Option B: label_gain バリアント解説

label_gain とは何か

LightGBM の LambdaRank は NDCG（Normalized Discounted Cumulative Gain）を最適化する学習ランキングアルゴリズム。 NDCG 計算の核心は 各ラベル値に対する「gain（利得）」 の定義であり、label_gain パラメータがこれを制御する。

ベースライン（二値ラベル: 勝=1 / 負=0）では gain = [0, 1] だけ。つまり「勝つか負けるか」しか区別しない。
段階ラベル（graded relevance: 0〜4）に変えると、着順やオッズに応じた重み付き順位学習が可能になる。

NDCG計算式: gain(label) を位置割引 1/log2(rank+1) で割り引いて合計し、理想順位での値で正規化。
label_gain が大きいラベルほど、そのアイテムを上位にランクすることへの報酬が大きくなる = 誤ランク時のペナルティも大きくなる。

3バリアントの違い

バリアント	label_gain	ラベル1	ラベル2	ラベル3	ラベル4	4 vs 3 の差	特性
linear	[0,1,2,3,4]	1	2	3	4	+1（均等）	全着順を均等に重視。1着と2着の差 = 3着と4着の差
soft	[0,1,2,4,8]	1	2	4	8	+4（2倍）	上位ほど重要。

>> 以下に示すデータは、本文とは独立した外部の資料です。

PR #1952, opened 2026-08-05
fix(devices): accept the auto selector in ssh/teams for parity with run (RUSH-2185)

muqsitnawaz:
**Fix.** `agents ssh auto` and `agents teams add --device auto` rejected the `auto` affinity sentinel — parity with `agents run --device auto`.

## Root cause

`auto` was resolved ONLY inside `agents run`'s exec path — `isDeviceAuto`/`resolveDeviceAffinity` (`apps/cli/src/lib/smart-launch.ts:155,209-221`), pre-processed via `applyDeviceAutoToOptions` before `run` ever reached the host resolver (wired at `apps/cli/src/commands/exec.ts:1044-1077`). Every other `--host`/`--device` caller went straight to the shared resolver, `matchHost` (`apps/cli/src/lib/hosts/registry.ts`), which had no idea what `auto` meant:

- `agents ssh auto` → `resolveDeviceTarget` → `matchHost('auto', {allowBareLiteral:true})` → `looksLikeHostLiteral('auto')` is false → `undefined` → **"Unknown device 'auto'."**
- `agents teams add --device auto` → `resolveHost('auto')` → same `matchHost` miss → **"Couldn't resolve --device \"auto\"."**

## Fix

Wired `auto` into the shared core instead of per-command branches:

- `matchHost` (`apps/cli/src/lib/hosts/registry.ts`) now detects the sentinel and resolves it via the SAME `resolveDeviceAffinity` engine `run` uses, recursing into the picked device (or the local machine's own device entry when the pick is "local"). This fixes `resolveHost` (teams `add`/`create`, the generic `--host`/`--device` passthrough) automatically — one change, every caller benefits.
- `agents teams add --device auto` (`apps/cli/src/commands/teams.ts`) resolves the pick to a concrete name up front, so a local pick just runs the teammate locally — the same "null pick = local" outcome `run` has.
- `agents ssh auto` (`apps/cli/src/commands/ssh.ts`) resolves via the same engine directly, but refuses a pick landing on the machine you're already on with a clear message instead of self-SSHing — `agents ssh` exists to dial OUT to a remote box, so self isn't the useful outcome (this is the documented escape valve in the brief: prefer parity, but a local pick is genuinely the wrong outcome for `ssh`).

## Before / after (real runs, quoted)

**Before** (`origin/main`, `git worktree`, live fleet — this box, `yosemite-s1`, is the highest-affinity candidate):
```
$ agents ssh auto
Unknown device 'auto'. See 'agents devices list'.

$ agents teams add zzz-parity-before claude "echo hi" --device auto
Couldn't resolve --device "auto". Register it with `agents devices`, enroll it with `agents hosts add auto`, or pass user@host.
```

**After** (this branch, same box/fleet):
```
$ agents ssh auto
'auto' picked this machine — 'agents ssh' connects to a remote device. Pass a device name; see 'agents devices list'.

$ agents teams add zzz-parity-after claude "echo hi" --device auto
[teams] device=auto → local
Welcomed Claude to team zzz-parity-after
  agent_id  fe23c83c (fe23c83c-3673-42ea-9e9c-668d50050b79)
  status    running
```

Also verified the remote-pick branch directly (forcing the affinity engine's pick via test injection, since this box's real usage weight almost always wins the real sample):
```
forced remote pick matchHost(auto, {resolveAuto}) -> name: mac-mini device: mac-mini
```

Both throwaway teams (`zzz-parity-before`/`-after`) were disbanded after verification.

## Tests

- `apps/cli/src/lib/hosts/registry.test.ts` — `matchHost('auto', ...)` resolves via the shared core (remote pick, case-insensitivity, local-pick → self device entry).
- `apps/cli/src/lib/devices/resolve-target.test.ts` (new) — `resolveDeviceTarget('auto', ...)` matches an explicit device-name lookup, and a local pick resolves to this box's own device entry.
- `apps/cli/src/commands/ssh.device-auto.integration.test.ts` (new) — real CLI subprocess, isolated HOME, deterministic local-only affinity pool → confirms `agents ssh auto` no longer says "Unknown device" and refuses the self-pick with the clear message.
- `apps/cli/src/commands/teams.device-auto.integration.test.ts` (new) — real CLI subprocess, same isolation → confirms `agents teams add --device auto` no longer says "Couldn't resolve --device" and prints `device=auto → local`.

All pass locally (`./node_modules/.bin/vitest run src/lib/hosts/ src/lib/devices/ src/commands/teams.remote-cwd.test.ts src/commands/ssh.device-config.test.ts` → 581 passed, 1 skipped; targeted new/changed files → 52 passed).

## Docs

`00-concepts.md` and `hosts.md` already implied `--device auto` worked "on virtually every first-class group (… `teams` …)" — that was the drift the brief flagged. Updated both, plus `teams.md`'s `--device` flag table, to describe the actual (now-true) behavior, including the `agents ssh` self-pick refusal.

Linked ticket: RUSH-2185.


muqsitnawaz:
## Review: REQUEST CHANGES

Acting as the non-author reviewer per the repo's CLAUDE.md note (`prix/code-reviewer` paused, #1767).

### Summary of what's solid

- `matchHost`'s recursion (`apps/cli/src/lib/hosts/registry.ts:207-211`) terminates correctly for the tested paths: it recurses exactly once when `plan.host` is a concrete, non-`"auto"` device name, and the recursive call receives `picked` (not `"auto"`), so `assertValidSshTarget`/`splitUserHost` never see the unresolved sentinel.
- `ssh.ts`'s self-pick refusal (`apps/cli/src/commands/ssh.ts:181-190`) is correct: it resolves the affinity plan itself, refuses before ever calling `resolveDeviceTarget` when `plan.host` is null, and falls through to the normal resolution path with a concrete `target` for a genuine remote pick.
- `teams.ts`'s `const` → `let` reassignment (`apps/cli/src/commands/teams.ts:310` → `1565`, resolved before `1590`) correctly preserves every existing `dieFriction` path — by the time `explicitDevice.toLowerCase() !== machineId()` is evaluated (`teams.ts:1590`), `explicitDevice` is already a concrete name (or `machineId()` for a local pick), never the literal `"auto"`.
- `MatchHostOptions.resolveAuto` (`registry.ts:178-179`) is a reasonable, low-risk test seam — optional, defaults to the real engine, and no production call site passes a non-default resolver (`grep resolveAuto` shows only `registry.ts`/`resolve-target.ts` reference it, both as the injection point).
- Changelog fragment (`apps/cli/.changelog/next/RUSH-2185.md`) follows the format in `.changelog/next/README.md` exactly.
- Tests exercise real code (no mocking of `matchHost` itself — only the narrow `resolveAuto` seam), and the two integration tests (`ssh.device-auto.integration.test.ts`, `teams.device-auto.integration.test.ts`) use `fs.mkdtempSync` isolated `HOME` dirs + `afterEach: fs.rmSync(home, {recursive:true, force:true})`, and a unique `AGENTS_SYNC_MACHINE_ID` — no real device/team state touched.

### Blocking issue: the PR's central claim doesn't hold for the generic `--host`/`--device` passthrough

The PR body states: *"This fixes `resolveHost` (teams add/create, the generic `--host`/`--device` passthrough) automatically — one change, every caller benefits."* This is false for a **local-pick** through the generic passthrough at `apps/cli/src/lib/hosts/passthrough.ts`, and there is no test covering it.

`maybeRunOnHost` (`apps/cli/src/lib/hosts/passthrough.ts:433` and used by any command with `--host`/`--device`, wired at `apps/cli/src/index.ts:1218-1219`) does its self-machine short-circuit **before** any `auto` resolution happens:

```
apps/cli/src/lib/hosts/passthrough.ts:520
  if (isSelfHost(hostName)) {
```

`hostName` here is still the literal flag value. `passthrough.ts` has zero references to `isDeviceAuto`/`"auto"` (`grep -n "isDeviceAuto\|'auto'" apps/cli/src/lib/hosts/passthrough.ts` → no matches), so when the user runs e.g. `agents doctor --host auto`:

1. `isSelfHost('auto')` (`passthrough.ts:520`) is false (the literal string `"auto"` is never a self-identity), so the fast "run locally" path is skipped.
2. Execution reaches `resolveTargetHost('auto', any)` → `resolveHost('auto')` (`passthrough.ts:531`, `passthrough.ts:176`) → `matchHost('auto')` with **default opts** (`registry.ts:297`: `matchHost(name)` — no `opts` passed, so `allowBareLiteral` is `undefined`).
3. Inside `matchHost`, the new `auto` branch (`registry.ts:207-211`) computes `plan.host`. If the affinity pick lands locally (`plan.host === null`, the common/likely case on a lightly-used box), `picked = normalizeHost(localMachineId())`, and it recurses into `matchHost(picked, opts)`.
4. **Case A — local machine registered as a device with an address:** `matchDevice` succeeds and returns a full `Host` with `device` set. `resolveTargetHost` returns this `Host` as `enrolled`. Back in `maybeRunOnHost`, `target = sshTargetFor(host)` (`passthrough.ts:534`) resolves to the local machine's *own* tailnet address, and the command is dispatched via `sshStream(target, ...)` (`passthrough.ts:576`) — **the CLI SSHes into itself** instead of running locally. The `isSelfHost(hostName)` short-circuit that the comment at `registry.ts:544-547` claims "already special-case[s] 'target is this machine'" never re-fires after resolution — it only ever saw the literal `"auto"`.
5. **Case B — local machine not registered as a device (the common fresh-box case):** the recursive `matchHost` call falls through steps 1-3 and, since `allowBareLiteral` is unset, step 4 (`registry.ts` ad-hoc literal handling) also misses → returns `null`. Back in `resolveTargetHost` (`passthrough.ts:175-183`): `enrolled` is null → `resolveHostByCap('auto', any)` throws "no host tagged" (caught, ignored since it doesn't start with `"Multiple hosts"`) → `assertValidSshTarget('auto')` passes (no injection chars) → `syntheticHost('auto')` returns `{ name: 'auto', provider: 'local', source: 'ssh-config' }` (`passthrough.ts:165-171`). `sshTargetFor` for a `source: 'ssh-config'` host returns the bare name (`apps/cli/src/lib/hosts/types.ts:86`: `if (host.source === 'ssh-config') return host.name;`) — i.e. **the literal string `"auto"`**. The CLI then attempts `ssh auto <command>` for real, which will fail with a confusing "unreachable"/DNS-resolution error rather than either running locally or failing with a clear "couldn't resolve auto" message.

Both outcomes contradict the repo's own "Fail loud at boundaries" convention (root `CLAUDE.md`: *"an unsupported target ... the code raises a clear error or skips with a stated reason, never a silent no-op or a wrong path that looks like success"*) — Case B is a silent wrong-path (dialing a nonexistent host named "auto"), and Case A silently does the opposite of the documented intent (self-SSH instead of local run).

None of the new tests exercise this call site — `registry.test.ts`, `resolve-target.test.ts`, and both integration tests only cover `matchHost`/`resolveDeviceTarget` directly, `agents ssh auto`, and `agents teams add --device auto`. The generic passthrough (`passthrough.ts`) is the one caller the PR explicitly claims to fix but never touches or tests.

**Ask:** either (a) add the same `isDeviceAuto`/pre-resolution + self-pick handling to `maybeRunOnHost`/`resolveTargetHost` in `passthrough.ts` (consistent with how `ssh.ts` and `teams.ts` each do their own pre-resolution) with an integration test for `agents <cmd> --host auto` landing locally, or (b) narrow the PR description's claim to the three commands actually fixed (`run`, `ssh`, `teams add`) and file a follow-up ticket for the generic passthrough gap, updating `hosts.md`/`00-concepts.md` if their wording implies passthrough is covered.

### Minor / non-blocking

- **Unbounded (if low-probability) recursion via a device literally named `"auto"`.** `assertValidDeviceName` (`apps/cli/src/lib/devices/registry.ts:177-183`, regex `/^[a-zA-Z0-9][a-zA-Z0-9._-]*$/`) does not reject `"auto"` as a device name. If such a device exists and is eligible, `resolveDeviceAffinity` (`smart-launch.ts:102-150`) could pick it, and `matchHost`'s recursive call (`registry.ts:210`: `return matchHost(picked, opts);`) would re-enter the `isDeviceAuto` branch and re-roll the affinity sample — bounded only by decreasing probability, not a hard limit. Pre-existed as an ambiguity in `smart-launch.ts`'s `isDeviceAuto` checks, but this PR is the first place it becomes an actual recursive re-entry. Consider rejecting `"auto"` (and case variants) in `assertValidDeviceName`, or skipping the `isDeviceAuto` re-check on the recursive call.
- **`teams create --devices auto,...` pool entries hit the same passthrough-style gap.** `apps/cli/src/commands/teams.ts:1432-1434` calls `resolveHost(name)` for each pool device without any `isDeviceAuto` pre-resolution (unlike the singular `--device`/`--host` path a few hundred lines below). Likely out of scope for this ticket, but worth a follow-up note since it's the same `matchHost` core.

### Docs

`00-concepts.md`, `hosts.md`, and `teams.md` changes are accurate for what they claim — they only assert parity for `run`/`ssh`/`teams add`, not the generic passthrough, so they don't overclaim on their own. The overclaim is specifically in the PR description's "every caller benefits" line, addressed above.

**Verdict: REQUEST CHANGES** — the core `matchHost`/`ssh.ts`/`teams.ts` fix is correct and well-tested for the three commands it targets, but the PR's claim of fixing the generic `--host`/`--device` passthrough doesn't hold, is untested, and silently produces a wrong-path (self-SSH or a bogus literal `ssh auto` dial) rather than failing loud — a repo-convention violation, not just a doc nit.

muqsitnawaz:
Fixed the blocking finding — thanks for tracing it all the way through.

`maybeRunOnHost` (`apps/cli/src/lib/hosts/passthrough.ts`) now resolves `auto` explicitly, right before the `isSelfHost` check, via the same `resolveDeviceAffinity` engine — a local pick short-circuits to a local run (routing flags stripped, same as an explicit self-hostname), a remote pick substitutes the concrete name before `resolveTargetHost` ever sees the literal `"auto"`. This closes both failure modes you found: the self-SSH when this box is a registered device, and the bogus `ssh auto <cmd>` dial when it isn't.

Added a real test (`passthrough.test.ts`, "resolves \`auto\` to a local pick and runs locally, not a self-SSH (RUSH-2185)") using the same `AGENTS_SYNC_MACHINE_ID` + fork-private empty `AGENTS_DEVICES_DIR` determinism pattern the existing self-host tests in that file already use — no mocking of the resolver.

Verified live: \`agents view claude --host auto\` now runs locally and prints the real \`view\` output, no self-SSH attempt and no "Unknown device" error.

Also verified: `bun x tsc --noEmit` clean, and the full targeted suite (`src/lib/hosts/`, `src/lib/devices/`, ssh/teams/passthrough/smart-launch tests) — 613 passed, 1 skipped.

On the minor points: agreed both are low-probability and out of scope for this fix (a device literally named `auto` isn't something `assertValidDeviceName` currently blocks, and `teams create --devices auto,...` pool entries take the same shared-resolver path as everything else here) — happy to open a follow-up if you'd like those hardened separately.

muqsitnawaz:
## Re-review of commit 8621a1de: APPROVE

Verified against `apps/cli/src/lib/hosts/passthrough.ts` and `apps/cli/src/lib/hosts/passthrough.test.ts` at HEAD (8621a1de), plus `bunx`/local `vitest` and `tsc --noEmit` runs in a worktree checked out on this branch.

### 1. Does the fix close the gap — placement, both branches, no literal-"auto"-dial regression?

Yes. The new block sits at `apps/cli/src/lib/hosts/passthrough.ts:521-530`, immediately after the early-return guard `if (!hostName) return false;` (`passthrough.ts:513`) and *before* `if (isSelfHost(hostName)) {` (`passthrough.ts:538`):

```
apps/cli/src/lib/hosts/passthrough.ts:521-530
  if (isDeviceAuto(hostName)) {
    const plan = resolveDeviceAffinity({});
    if (!plan.host) {
      const stripped = stripRoutingFlags(allArgs, STRIP_SPECS);
      process.argv = [process.argv[0], process.argv[1], ...stripped];
      return false;
    }
    process.stderr.write(chalk.gray(`[agents] device=auto → ${plan.host}\n`));
    hostName = plan.host;
  }
```

- **Local-pick branch** (`plan.host === null`, per `DeviceAffinityPlan.host: string | null` at `smart-launch.ts:92-96`, `null` meaning "run locally") strips routing flags via the same `stripRoutingFlags(allArgs, STRIP_SPECS)` call the explicit self-host branch uses at `passthrough.ts:539`, and returns `false` — exactly the "run locally" outcome. This closes failure mode Case A from my prior review (self-SSH when the box happens to be a registered device): `isSelfHost` is never even reached for a local pick now, and there's no `resolveTargetHost('auto', ...)` call at all.
- **Remote-pick branch** substitutes the concrete name (`hostName = plan.host`) before falling through to `isSelfHost(hostName)` (`passthrough.ts:538`) and `resolveTargetHost(hostName, any)` (`passthrough.ts:549`, confirmed by reading the surrounding function). `resolveTargetHost` therefore never sees the literal string `"auto"` — this closes failure mode Case B (the bogus `ssh auto <cmd>` dial via `syntheticHost('auto')`).
- `let hostName = hostFlag ?? deviceFlag;` (`passthrough.ts:443`, changed from `const`) is the only mutability change and it's scoped correctly — the reassignment at line 529 happens after every earlier use of `hostName` (the `!hostName` guard at 513) and before every later use (`isSelfHost`, `resolveTargetHost`), so no stale-`const` type error and no logic depending on the original literal value downstream.
- I don't find a reintroduction of the literal-"auto" dial: `resolveTargetHost` is only reached with a real hostname (self-check having already fired, or `plan.host`), never with `"auto"` itself.

### 2. Is the new test real and does it exercise the fixed path?

Yes, no mocking of the resolver. `passthrough.test.ts:104-117`:

```
passthrough.test.ts:104-117
  it('resolves `auto` to a local pick and runs locally, not a self-SSH (RUSH-2185)', async () => {
    process.env.AGENTS_SYNC_MACHINE_ID = 'auto-passthrough-test-box';
    process.argv = ['node', 'agents', 'view', '--host', 'auto'];
    expect(await maybeRunOnHost('view', ['view', '--host', 'auto'])).toBe(false);
    expect(process.argv).toEqual(['node', 'agents', 'view']);
  });
```

This calls the real `resolveDeviceAffinity` → real `listOnlineDeviceNames` → real `localMachineId()`/`machineId()` chain — no `vi.mock`, no injected `deviceAffinity`/`eligibleHosts`. Determinism comes from the repo's existing fork-private test setup (`tests/setup.ts:44`: `process.env.AGENTS_DEVICES_DIR = path.join(tmp, 'devices')`, empty per fork), which makes the local machine the only eligible candidate, so `sampleWeighted` deterministically returns it and `plan.host === null`. I ran this file directly (`node_modules/.bin/vitest run src/lib/hosts/passthrough.test.ts`): **32 passed (32)**, and the full adjacent suite (`src/lib/hosts/`, `src/lib/smart-launch.test.ts`, `src/commands/ssh.test.ts`, `src/commands/teams.test.ts`): **311 passed | 1 skipped (312)**, 23 files, no failures. `tsc --noEmit` is clean.

The assertion `expect(process.argv).toEqual(['node', 'agents', 'view'])` is not trivial — it proves routing flags were stripped and the command is headed for local commander execution rather than a real `Host`/SSH path, which is precisely the distinction between "ran locally" and "self-SSH'd" that the original bug conflated. It does not independently assert the *remote*-pick substitution branch (lines 527-529) with its own test, but that branch reuses the exact same `resolveTargetHost`/`isSelfHost` path already covered by the file's pre-existing non-auto tests (e.g. `passthrough.test.ts:118-127`, the RUSH-1691 repro), so the substitution itself (a value assignment, not new control flow) is low-risk without a dedicated test.

### 3. Other regressions from this specific fix?

None found.

- **`let hostName` mutability**: covered above — safe, scoped, no earlier-vs-later ordering issue.
- **`--host`/`--device` conflict check** (`passthrough.ts:498-502`, runs before the new block): unaffected. If both flags are set to `auto` they're equal, so the conflict check passes through as before, and the new `isDeviceAuto` block then runs once on the shared value — no double-resolution or divergent picks between `--host`/`--device`.
- **`all` fleet-sentinel check** (`fleetAll` computed at `passthrough.ts:444`, dispatched at `passthrough.ts:506-508`, before the new block): unaffected — `isFleetAllSentinel` matches `"all"`, not `"auto"`, so an `auto` value never satisfies `fleetAll` and always falls through to the single-target path where the new block lives.
- **Compounding with `matchHost`'s own `auto` handling** (`registry.ts:207-211`, flagged non-blocking in my first review): if `plan.host` from this new pre-resolution happens to equal the literal string `"auto"` (only possible if a device is literally *named* `"auto"` and gets picked — `assertValidDeviceName` doesn't block that name), `hostName` becomes `"auto"` again and `resolveTargetHost` → `matchHost('auto')` re-enters `matchHost`'s own affinity branch a second time. This is the same pre-existing edge case from my first review, not a new regression introduced by this diff — passthrough.ts now behaves the same way `ssh.ts`/`teams.ts` already did (both pre-resolve `auto` before calling into the shared resolver, which can itself re-resolve `auto` under the same contrived naming edge case).

### 4. Are the two non-blocking minor points still accurately non-blocking?

Yes, unchanged — this commit touches only `passthrough.ts` and `passthrough.test.ts` (`2 files changed, 36 insertions(+), 1 deletion(-)` per `git show 8621a1de --stat`), so neither underlying file changed:

- **Unbounded-but-low-probability recursion via a device literally named `"auto""`** — still lives in `registry.ts:207-211`/`assertValidDeviceName` (`devices/registry.ts:177-183`), untouched by this commit. Still non-blocking for the reasons in my first review (bounded only by decreasing probability, pre-existing before this PR, not worsened here beyond the passthrough now sharing the same exposure ssh.ts/teams.ts already had).
- **`teams create --devices auto,...` pool entries** — `teams.ts:1432-1434` is untouched by this commit. Still non-blocking / out of scope for this ticket, per the author's own reply acknowledging it as a follow-up candidate.

Neither needs to become blocking.

### Verdict: **APPROVE**

The blocking finding from my first review is closed: `maybeRunOnHost` now resolves `auto` via `resolveDeviceAffinity` before `isSelfHost`, correctly short-circuits a local pick to a local run, and substitutes a concrete name for a remote pick before `resolveTargetHost` ever sees the sentinel. The new test is real (no mocking) and exercises the fixed local-pick path; the full targeted suite (312 tests) and `tsc --noEmit` are clean. Both previously-noted minor points remain accurately non-blocking and unaffected by this diff. Good to merge on green + this review.

muqsitnawaz:
## Changelog fragment collision with the other RUSH-2185 PR

PR #1954 and PR #1952 each add `apps/cli/.changelog/next/RUSH-2185.md` with different content. Each merges clean against `main` on its own; merged together they do not:

```
$ T=$(git merge-tree --write-tree origin/main refs/remotes/pr/1954)
$ C=$(git commit-tree $T -p origin/main -m tmp)
$ git merge-tree --write-tree --name-only $C refs/remotes/pr/1952
CONFLICT (add/add): Merge conflict in apps/cli/.changelog/next/RUSH-2185.md
```

Whichever merges second hits an add/add conflict — the exact failure the fragment directory exists to prevent. Fragments are one file per *change*, not per ticket, so the filename has to be unique even when two changes share a ticket.

Two follow-ups:

1. Rename the fragments so they do not collide — e.g. `RUSH-2185-run-interactive-orphan.md` (#1954, interactive instant-exit surfaces a failure + no orphan) and `RUSH-2185-device-auto-parity.md` (#1952, `auto` selector accepted in `ssh`/`teams`).
2. These are two unrelated fixes claiming one ticket id. #1954 is the `run auto` no-prompt orphan (EXEC-23a); #1952 is `--device auto` resolver parity in `matchHost`. One of the two ticket references is wrong and should be repointed before either closes RUSH-2185.

Nothing else about the two PRs conflicts — they touch disjoint code (`lib/exec.ts` + `lib/agents.ts` vs `lib/hosts/registry.ts` + `lib/devices/resolve-target.ts`) and both merge clean against current `main`.

muqsitnawaz:
Pushed `f4d293258` to unblock this: renamed `apps/cli/.changelog/next/RUSH-2185.md` to `RUSH-2185-device-auto-parity.md`.

PR #1954 merged first and took the generic `RUSH-2185.md` name for a different fix (run interactive instant-exit orphan, EXEC-23a), so this branch was hitting `CONFLICT (add/add)` against `main`. Verified resolved:

```
$ git merge-tree --write-tree --name-only origin/main refs/remotes/pr/1952
(clean)
```

Content is unchanged — rename only. Still red on `test-windows`; that is the remaining blocker, not the merge.

muqsitnawaz:
Ticket confirmed mis-referenced — RUSH-2185 belongs to #1954, not this PR.

The Linear ticket reads: *"agents run auto: prompt-less interactive detaches into a silent orphan (bare cursor launch + exit-0 recap gap + orphan fall-through)"*. That is exactly #1954's scope, which merged as `9bc9b4fe1` / `4fb44e1e3`. I have moved RUSH-2185 to **Done** with #1954 as proof.

This PR is a different fix — the `auto` device selector reaching `matchHost` so `agents ssh` and `agents teams add --device auto` stop rejecting with "Unknown device". It needs its own ticket, and the title/body/changelog fragment should be repointed off RUSH-2185. The fragment is already renamed to `RUSH-2185-device-auto-parity.md` (`f4d293258`) to clear the add/add block; renaming it again to the correct ticket id would be the clean finish.

Merge state: clean against `main`. Remaining blocker is `test-windows`.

1着の gain が 2着の2倍 ── 穏やかな集中
exp	[0,1,3,7,15]	1	3	7	15	+8（倍増）	1着に極端に集中。gain(4) = gain(3)の2倍超 ── 強い勝馬重視

Gain カーブ比較（視覚化）

ラベル付けのロジック（二値 → 段階）

ベースライン（Option A）は is_winner = 1 or 0 の二値。Option B ではオッズ加重の段階ラベル（0〜4）を付与:

ラベル	条件	意味
4	1着 × 高オッズ（上位25%）	高配当の勝馬 = 最も価値が高い
3	1着 × 中〜低オッズ	人気馬の勝利 = 重要だが配当は低い
2	2〜3着	惜しい馬 = 連対・複勝圏
1	4〜5着	掲示板 = わずかに関連性あり
0	6着以下	無関連

同じラベルでも label_gain の値が違えば学習の重み付けが変わる。
例: ラベル4の馬を3位にランクした場合の「損失」は、exp では gain差 15-7=8、soft では 8-4=4、linear では 4-3=1。
→ exp はトップ馬の取りこぼしに最も敏感、linear は全着順の誤差を均等に扱う。

実験結果の解釈

Dirt（ダート）

soft が最強: oana ROI 223% / umaren ROI 206%。
穏やかな gain 差が「高配当馬を適度に重視しつつ全体の順位精度も維持」するバランスを実現。 exp は AUC は最高（0.8379）だが、1着集中しすぎて連対馬の順位が崩れやすい。

Turf（芝）

exp が最強: umaren ROI 194%。芝は人気馬決着が多く、1着重視の exp が有利。
一方 soft は oana ROI 89%で赤字。芝の大穴は soft の gain 配分では十分に学習できない。 → 面（dirt/turf）ごとにバリアントを変える必要があるが、組合せの複雑性が運用リスクになる。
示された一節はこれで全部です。